Locate the line bearing "Issue #1126, opened 2025-08-04" in the material below, then reproduce it and each following line up to and including the line bearing "If a relay receives".

__Task input__
• • • • •

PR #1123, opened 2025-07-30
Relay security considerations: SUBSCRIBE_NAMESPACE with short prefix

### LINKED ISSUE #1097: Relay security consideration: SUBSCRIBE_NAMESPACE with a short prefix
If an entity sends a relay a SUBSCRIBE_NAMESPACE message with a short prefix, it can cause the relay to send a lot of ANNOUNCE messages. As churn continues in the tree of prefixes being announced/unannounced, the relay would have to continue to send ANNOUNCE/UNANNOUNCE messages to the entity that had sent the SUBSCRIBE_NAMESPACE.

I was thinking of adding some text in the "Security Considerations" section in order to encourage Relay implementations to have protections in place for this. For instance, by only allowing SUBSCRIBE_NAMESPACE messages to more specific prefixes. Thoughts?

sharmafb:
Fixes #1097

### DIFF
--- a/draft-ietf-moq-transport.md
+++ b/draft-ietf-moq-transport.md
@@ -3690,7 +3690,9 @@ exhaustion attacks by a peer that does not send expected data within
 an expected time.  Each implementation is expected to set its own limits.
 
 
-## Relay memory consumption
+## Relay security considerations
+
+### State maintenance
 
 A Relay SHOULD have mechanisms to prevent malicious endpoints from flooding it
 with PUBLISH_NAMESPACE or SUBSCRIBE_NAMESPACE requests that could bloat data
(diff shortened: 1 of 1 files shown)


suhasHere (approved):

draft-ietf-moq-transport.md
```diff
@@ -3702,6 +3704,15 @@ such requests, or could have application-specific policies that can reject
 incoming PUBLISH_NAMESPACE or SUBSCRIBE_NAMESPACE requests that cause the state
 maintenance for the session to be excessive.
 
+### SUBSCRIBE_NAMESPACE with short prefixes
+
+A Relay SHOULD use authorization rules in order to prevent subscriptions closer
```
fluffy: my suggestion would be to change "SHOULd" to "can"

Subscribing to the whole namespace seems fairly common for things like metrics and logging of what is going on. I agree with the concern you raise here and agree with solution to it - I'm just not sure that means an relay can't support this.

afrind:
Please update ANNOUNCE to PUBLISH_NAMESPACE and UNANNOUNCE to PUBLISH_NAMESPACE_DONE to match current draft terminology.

• • • • •

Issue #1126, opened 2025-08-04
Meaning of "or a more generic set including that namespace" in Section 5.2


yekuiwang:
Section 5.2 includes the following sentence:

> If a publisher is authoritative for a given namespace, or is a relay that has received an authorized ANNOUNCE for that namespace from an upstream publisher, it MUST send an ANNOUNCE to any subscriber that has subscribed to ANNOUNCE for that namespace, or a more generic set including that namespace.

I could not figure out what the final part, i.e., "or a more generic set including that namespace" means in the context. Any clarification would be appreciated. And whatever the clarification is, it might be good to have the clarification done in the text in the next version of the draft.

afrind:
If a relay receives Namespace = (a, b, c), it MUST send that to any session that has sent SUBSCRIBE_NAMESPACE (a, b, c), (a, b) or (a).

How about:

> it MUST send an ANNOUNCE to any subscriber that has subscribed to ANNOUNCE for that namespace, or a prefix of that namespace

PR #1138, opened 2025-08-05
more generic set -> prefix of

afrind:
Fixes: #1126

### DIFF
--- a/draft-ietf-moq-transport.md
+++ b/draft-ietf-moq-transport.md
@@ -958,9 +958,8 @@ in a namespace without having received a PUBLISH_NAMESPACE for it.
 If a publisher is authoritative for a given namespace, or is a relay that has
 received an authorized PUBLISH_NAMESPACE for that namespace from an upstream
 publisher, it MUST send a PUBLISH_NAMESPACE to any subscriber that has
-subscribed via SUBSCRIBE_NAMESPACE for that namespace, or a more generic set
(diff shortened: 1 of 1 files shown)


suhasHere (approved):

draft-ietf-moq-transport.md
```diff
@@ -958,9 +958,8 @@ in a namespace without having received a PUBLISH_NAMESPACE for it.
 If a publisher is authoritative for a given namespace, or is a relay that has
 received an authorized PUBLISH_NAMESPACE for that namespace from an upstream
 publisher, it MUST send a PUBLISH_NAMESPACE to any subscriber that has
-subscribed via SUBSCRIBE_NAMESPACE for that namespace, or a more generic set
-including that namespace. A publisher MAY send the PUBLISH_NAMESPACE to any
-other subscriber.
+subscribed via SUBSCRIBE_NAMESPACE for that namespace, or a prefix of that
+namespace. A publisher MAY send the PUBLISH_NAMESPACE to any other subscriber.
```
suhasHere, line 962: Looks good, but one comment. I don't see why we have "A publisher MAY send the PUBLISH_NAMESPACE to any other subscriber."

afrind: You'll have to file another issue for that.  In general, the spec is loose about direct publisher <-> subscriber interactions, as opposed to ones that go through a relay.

• • • • •

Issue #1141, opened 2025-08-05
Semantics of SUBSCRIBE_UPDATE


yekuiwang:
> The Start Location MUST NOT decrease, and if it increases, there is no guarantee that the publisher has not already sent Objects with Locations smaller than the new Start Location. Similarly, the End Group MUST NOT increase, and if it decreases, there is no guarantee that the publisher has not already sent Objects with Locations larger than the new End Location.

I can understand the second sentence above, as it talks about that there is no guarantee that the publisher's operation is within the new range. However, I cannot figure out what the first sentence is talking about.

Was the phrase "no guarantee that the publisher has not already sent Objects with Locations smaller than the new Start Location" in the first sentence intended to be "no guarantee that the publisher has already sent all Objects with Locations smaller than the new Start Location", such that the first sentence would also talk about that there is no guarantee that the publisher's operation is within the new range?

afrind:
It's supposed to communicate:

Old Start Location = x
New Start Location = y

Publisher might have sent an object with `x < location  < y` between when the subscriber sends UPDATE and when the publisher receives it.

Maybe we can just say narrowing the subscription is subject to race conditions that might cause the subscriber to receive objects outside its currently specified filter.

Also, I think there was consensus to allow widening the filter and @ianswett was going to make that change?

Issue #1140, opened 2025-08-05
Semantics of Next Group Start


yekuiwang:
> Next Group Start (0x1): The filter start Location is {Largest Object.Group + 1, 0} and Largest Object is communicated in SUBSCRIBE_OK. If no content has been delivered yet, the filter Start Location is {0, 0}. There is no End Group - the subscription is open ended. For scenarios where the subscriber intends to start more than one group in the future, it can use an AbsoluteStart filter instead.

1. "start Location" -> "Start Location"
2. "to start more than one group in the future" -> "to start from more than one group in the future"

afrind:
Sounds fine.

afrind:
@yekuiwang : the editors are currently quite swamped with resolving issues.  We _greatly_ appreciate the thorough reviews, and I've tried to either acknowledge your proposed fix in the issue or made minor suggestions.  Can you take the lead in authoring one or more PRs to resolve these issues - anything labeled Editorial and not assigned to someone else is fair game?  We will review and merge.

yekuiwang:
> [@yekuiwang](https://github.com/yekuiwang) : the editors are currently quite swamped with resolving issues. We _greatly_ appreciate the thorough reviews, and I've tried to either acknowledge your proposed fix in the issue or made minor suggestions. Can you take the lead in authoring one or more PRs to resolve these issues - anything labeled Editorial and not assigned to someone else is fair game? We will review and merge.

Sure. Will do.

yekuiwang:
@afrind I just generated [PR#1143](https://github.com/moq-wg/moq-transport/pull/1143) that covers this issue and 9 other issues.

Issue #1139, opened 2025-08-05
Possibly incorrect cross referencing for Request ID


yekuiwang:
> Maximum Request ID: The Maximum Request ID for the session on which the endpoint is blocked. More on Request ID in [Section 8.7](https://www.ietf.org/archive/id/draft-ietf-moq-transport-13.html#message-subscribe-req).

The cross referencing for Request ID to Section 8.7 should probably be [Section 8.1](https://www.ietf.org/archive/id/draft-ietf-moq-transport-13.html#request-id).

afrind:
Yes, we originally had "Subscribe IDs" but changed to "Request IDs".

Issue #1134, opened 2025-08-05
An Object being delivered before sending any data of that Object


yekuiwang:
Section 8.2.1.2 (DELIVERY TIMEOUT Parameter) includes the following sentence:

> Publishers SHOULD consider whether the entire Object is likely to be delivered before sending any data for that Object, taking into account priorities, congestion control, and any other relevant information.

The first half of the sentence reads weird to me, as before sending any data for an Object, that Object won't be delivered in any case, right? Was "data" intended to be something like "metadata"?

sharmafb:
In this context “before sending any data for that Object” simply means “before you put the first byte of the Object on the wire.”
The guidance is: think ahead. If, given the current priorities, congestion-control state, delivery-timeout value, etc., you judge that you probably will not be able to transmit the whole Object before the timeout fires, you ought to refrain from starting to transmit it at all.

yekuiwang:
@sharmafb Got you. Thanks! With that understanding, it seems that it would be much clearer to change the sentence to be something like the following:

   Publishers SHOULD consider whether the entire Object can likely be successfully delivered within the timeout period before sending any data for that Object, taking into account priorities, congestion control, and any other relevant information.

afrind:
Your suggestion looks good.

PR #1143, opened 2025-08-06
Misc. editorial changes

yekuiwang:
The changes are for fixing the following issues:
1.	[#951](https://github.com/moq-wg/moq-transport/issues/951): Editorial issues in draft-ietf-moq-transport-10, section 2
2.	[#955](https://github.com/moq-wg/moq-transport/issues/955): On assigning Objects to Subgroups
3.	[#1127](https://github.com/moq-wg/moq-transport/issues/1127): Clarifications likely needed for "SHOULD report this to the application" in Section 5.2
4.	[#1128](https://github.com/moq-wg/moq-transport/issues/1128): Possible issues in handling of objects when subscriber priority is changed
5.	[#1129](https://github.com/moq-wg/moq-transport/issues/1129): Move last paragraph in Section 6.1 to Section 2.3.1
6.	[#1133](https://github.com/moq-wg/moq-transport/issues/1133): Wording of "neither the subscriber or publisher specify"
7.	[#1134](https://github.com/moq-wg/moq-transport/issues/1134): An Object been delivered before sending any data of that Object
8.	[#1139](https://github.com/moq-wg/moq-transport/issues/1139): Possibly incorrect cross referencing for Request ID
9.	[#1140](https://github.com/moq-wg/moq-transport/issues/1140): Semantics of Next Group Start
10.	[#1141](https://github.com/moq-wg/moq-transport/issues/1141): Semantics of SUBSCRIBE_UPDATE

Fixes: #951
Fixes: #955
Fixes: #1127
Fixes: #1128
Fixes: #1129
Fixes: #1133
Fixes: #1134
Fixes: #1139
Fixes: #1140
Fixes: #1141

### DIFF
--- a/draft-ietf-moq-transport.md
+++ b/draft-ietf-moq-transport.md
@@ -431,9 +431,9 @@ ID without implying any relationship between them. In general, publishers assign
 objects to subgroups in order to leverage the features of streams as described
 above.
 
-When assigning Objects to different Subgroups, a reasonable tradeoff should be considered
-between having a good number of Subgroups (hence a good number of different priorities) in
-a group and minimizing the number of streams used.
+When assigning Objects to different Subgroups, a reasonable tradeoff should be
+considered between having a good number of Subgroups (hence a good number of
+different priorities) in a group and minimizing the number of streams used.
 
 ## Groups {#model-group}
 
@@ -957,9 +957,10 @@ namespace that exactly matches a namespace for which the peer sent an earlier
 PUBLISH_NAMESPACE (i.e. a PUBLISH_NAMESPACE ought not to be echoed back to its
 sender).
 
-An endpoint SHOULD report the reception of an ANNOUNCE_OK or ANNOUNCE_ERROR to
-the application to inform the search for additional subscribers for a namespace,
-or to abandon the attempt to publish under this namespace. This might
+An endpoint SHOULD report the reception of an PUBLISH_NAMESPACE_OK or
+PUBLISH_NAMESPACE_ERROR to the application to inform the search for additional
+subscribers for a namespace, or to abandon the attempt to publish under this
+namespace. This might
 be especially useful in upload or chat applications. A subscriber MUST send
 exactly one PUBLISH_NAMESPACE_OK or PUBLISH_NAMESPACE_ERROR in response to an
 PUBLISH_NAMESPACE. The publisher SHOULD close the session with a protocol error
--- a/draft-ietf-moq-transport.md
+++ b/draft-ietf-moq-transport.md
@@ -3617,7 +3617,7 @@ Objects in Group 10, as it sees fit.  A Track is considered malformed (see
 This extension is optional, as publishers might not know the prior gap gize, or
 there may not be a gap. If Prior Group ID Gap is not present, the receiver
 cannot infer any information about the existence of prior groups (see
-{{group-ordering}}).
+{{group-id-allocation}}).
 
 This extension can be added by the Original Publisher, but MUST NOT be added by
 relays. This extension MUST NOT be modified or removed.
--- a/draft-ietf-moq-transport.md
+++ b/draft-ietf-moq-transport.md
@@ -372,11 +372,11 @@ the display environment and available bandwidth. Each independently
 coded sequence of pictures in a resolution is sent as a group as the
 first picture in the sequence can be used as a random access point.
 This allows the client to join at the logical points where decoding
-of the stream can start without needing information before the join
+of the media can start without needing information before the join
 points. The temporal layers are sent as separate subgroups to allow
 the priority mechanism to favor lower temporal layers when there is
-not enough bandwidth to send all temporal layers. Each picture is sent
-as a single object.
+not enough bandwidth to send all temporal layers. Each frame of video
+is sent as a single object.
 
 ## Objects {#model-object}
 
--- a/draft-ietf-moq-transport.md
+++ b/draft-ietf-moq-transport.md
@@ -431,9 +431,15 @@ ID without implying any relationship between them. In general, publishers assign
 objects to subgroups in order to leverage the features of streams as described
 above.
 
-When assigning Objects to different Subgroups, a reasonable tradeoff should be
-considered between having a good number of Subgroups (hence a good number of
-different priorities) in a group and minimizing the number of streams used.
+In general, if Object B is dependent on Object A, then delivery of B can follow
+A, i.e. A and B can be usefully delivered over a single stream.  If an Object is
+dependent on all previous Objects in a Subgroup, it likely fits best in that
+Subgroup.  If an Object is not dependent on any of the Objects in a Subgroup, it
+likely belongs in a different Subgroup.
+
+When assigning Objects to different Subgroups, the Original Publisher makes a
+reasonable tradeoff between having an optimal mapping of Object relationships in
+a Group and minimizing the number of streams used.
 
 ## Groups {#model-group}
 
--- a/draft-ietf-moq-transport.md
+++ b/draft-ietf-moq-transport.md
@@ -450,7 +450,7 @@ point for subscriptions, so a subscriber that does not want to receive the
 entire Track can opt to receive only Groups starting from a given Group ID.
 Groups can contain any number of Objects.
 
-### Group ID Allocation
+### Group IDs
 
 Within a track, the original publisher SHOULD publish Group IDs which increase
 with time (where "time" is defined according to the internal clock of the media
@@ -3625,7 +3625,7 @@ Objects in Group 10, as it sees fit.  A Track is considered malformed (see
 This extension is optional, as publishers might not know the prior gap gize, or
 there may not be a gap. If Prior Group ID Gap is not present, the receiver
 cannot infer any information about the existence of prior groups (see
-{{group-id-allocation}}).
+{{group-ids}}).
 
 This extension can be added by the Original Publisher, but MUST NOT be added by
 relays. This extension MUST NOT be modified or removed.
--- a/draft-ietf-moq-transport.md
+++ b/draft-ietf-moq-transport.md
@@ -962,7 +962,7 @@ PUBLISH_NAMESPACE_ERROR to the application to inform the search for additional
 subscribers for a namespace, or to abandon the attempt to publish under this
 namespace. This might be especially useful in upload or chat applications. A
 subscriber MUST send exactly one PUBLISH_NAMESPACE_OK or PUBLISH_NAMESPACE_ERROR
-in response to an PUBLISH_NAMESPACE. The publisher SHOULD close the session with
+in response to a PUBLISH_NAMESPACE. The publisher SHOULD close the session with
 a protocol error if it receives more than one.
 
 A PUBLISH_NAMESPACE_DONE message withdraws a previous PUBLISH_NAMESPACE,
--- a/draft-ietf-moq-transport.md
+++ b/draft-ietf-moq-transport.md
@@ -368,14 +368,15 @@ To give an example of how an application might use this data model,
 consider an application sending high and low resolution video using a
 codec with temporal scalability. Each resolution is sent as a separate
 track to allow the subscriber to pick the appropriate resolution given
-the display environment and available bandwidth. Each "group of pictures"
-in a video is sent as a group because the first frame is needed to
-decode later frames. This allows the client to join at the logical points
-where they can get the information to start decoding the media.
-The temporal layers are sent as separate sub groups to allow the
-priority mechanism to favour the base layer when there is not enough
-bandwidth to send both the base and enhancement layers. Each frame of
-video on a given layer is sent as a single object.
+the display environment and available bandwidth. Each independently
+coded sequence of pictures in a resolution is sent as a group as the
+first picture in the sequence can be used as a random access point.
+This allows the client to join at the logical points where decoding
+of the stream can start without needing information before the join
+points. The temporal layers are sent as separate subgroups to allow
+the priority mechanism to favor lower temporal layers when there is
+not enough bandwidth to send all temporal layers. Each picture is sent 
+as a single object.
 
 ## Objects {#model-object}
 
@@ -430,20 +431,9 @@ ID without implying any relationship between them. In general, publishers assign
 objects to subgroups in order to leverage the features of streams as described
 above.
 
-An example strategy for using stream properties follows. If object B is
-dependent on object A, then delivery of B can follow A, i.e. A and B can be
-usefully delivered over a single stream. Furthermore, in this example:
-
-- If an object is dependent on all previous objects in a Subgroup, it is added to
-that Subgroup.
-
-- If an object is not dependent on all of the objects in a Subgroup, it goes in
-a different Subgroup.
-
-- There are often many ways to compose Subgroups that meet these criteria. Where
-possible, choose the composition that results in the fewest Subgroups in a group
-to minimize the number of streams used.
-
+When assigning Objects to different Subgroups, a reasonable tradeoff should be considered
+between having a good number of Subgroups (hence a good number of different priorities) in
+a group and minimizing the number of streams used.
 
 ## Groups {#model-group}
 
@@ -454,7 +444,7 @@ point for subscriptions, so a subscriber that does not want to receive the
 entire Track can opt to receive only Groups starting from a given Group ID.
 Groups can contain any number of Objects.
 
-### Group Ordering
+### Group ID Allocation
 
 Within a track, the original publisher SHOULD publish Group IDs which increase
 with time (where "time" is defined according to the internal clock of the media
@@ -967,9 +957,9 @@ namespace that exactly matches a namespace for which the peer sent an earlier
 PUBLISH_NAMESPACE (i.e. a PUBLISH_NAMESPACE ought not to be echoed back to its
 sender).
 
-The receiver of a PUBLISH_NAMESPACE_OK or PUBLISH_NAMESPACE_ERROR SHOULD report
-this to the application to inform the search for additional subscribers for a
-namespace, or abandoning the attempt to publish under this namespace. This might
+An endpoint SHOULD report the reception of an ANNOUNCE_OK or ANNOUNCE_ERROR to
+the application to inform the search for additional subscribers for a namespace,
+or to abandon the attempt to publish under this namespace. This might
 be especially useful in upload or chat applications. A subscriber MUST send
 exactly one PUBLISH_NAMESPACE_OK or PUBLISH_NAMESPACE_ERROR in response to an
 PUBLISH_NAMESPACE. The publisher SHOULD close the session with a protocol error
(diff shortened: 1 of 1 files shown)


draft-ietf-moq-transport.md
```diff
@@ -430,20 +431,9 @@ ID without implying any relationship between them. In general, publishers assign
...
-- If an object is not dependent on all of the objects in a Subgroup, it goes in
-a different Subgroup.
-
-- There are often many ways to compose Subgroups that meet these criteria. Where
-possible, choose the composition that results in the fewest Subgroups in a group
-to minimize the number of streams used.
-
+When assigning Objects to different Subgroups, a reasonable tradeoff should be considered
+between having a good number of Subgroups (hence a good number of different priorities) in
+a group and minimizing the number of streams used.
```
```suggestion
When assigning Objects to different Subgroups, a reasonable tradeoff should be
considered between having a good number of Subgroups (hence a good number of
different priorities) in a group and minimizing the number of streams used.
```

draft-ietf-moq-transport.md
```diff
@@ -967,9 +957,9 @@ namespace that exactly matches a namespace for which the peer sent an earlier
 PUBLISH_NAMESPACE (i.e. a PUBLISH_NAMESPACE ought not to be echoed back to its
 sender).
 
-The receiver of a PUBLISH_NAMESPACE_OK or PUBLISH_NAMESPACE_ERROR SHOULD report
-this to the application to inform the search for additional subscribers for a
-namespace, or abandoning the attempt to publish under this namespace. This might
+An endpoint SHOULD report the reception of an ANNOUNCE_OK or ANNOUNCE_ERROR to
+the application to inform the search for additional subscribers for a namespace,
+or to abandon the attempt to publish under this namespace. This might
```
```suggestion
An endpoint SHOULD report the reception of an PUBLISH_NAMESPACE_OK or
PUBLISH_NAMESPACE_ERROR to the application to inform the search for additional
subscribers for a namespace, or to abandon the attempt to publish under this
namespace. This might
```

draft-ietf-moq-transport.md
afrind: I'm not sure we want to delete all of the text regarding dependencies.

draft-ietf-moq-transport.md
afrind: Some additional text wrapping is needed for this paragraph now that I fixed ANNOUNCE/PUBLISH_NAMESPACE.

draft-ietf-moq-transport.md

• • • • •

__Exercise solution__
Issue #1126, opened 2025-08-04
Meaning of "or a more generic set including that namespace" in Section 5.2


yekuiwang:
Section 5.2 includes the following sentence:

> If a publisher is authoritative for a given namespace, or is a relay that has received an authorized ANNOUNCE for that namespace from an upstream publisher, it MUST send an ANNOUNCE to any subscriber that has subscribed to ANNOUNCE for that namespace, or a more generic set including that namespace.

I could not figure out what the final part, i.e., "or a more generic set including that namespace" means in the context. Any clarification would be appreciated. And whatever the clarification is, it might be good to have the clarification done in the text in the next version of the draft.

afrind:
If a relay receives Namespace = (a, b, c), it MUST send that to any session that has sent SUBSCRIBE_NAMESPACE (a, b, c), (a, b) or (a).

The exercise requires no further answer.